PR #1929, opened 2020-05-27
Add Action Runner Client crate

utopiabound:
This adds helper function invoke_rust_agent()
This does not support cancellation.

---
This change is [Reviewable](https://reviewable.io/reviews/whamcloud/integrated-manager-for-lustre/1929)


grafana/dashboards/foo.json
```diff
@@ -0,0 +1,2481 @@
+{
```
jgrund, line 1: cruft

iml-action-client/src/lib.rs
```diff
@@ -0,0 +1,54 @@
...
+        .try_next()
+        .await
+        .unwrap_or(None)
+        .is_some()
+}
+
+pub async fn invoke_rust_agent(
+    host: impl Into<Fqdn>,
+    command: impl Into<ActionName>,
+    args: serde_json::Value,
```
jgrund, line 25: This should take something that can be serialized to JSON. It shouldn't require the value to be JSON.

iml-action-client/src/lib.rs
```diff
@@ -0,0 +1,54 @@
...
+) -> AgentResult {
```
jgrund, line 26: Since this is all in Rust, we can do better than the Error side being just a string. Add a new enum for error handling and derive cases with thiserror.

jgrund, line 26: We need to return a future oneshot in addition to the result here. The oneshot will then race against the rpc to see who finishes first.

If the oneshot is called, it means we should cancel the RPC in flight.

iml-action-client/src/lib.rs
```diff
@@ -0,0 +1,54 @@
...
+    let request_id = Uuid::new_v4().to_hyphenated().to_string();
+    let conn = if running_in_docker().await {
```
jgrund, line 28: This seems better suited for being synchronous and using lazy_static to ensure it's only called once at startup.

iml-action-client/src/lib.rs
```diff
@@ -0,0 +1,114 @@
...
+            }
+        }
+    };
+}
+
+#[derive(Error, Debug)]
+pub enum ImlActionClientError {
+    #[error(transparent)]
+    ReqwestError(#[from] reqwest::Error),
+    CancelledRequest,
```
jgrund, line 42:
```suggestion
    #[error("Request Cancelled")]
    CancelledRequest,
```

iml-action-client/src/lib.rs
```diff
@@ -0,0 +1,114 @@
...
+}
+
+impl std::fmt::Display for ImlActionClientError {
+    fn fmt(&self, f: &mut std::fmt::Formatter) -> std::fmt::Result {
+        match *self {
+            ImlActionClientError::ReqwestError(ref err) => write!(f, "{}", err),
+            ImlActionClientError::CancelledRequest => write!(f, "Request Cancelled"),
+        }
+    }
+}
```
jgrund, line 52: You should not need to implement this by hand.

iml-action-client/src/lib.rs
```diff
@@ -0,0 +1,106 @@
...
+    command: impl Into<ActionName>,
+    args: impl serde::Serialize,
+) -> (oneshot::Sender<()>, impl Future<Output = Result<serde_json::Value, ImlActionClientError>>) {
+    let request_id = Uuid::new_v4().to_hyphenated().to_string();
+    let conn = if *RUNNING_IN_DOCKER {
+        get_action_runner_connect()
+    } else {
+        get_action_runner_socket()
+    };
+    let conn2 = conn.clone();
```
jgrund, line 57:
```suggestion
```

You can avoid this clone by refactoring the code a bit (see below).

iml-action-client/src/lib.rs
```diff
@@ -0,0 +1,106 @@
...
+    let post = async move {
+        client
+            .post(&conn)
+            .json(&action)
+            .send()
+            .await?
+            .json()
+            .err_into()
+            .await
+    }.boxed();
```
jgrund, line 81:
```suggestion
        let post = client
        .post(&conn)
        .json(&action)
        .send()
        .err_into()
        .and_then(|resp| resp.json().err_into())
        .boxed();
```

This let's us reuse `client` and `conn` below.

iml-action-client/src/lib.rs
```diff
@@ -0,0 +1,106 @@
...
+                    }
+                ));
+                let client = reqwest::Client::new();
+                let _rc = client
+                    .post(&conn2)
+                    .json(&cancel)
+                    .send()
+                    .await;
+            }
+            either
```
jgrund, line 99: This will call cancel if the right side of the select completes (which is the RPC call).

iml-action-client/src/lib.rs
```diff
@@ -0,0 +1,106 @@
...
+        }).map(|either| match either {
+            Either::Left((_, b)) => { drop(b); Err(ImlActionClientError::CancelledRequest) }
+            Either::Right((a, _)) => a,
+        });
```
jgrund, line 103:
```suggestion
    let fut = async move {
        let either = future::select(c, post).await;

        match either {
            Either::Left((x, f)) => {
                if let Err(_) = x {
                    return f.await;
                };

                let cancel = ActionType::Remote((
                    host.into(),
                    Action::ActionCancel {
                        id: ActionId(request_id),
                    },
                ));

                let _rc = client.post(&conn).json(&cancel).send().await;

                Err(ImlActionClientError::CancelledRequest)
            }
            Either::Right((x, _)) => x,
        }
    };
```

▶ **Task to carry out**
Filter the listing above down to the lines that contain the word "ImlActionClientError".

▶ **Result of the task**
+pub enum ImlActionClientError {
+impl std::fmt::Display for ImlActionClientError {
+            ImlActionClientError::ReqwestError(ref err) => write!(f, "{}", err),
+            ImlActionClientError::CancelledRequest => write!(f, "Request Cancelled"),
+) -> (oneshot::Sender<()>, impl Future<Output = Result<serde_json::Value, ImlActionClientError>>) {
+            Either::Left((_, b)) => { drop(b); Err(ImlActionClientError::CancelledRequest) }
                Err(ImlActionClientError::CancelledRequest)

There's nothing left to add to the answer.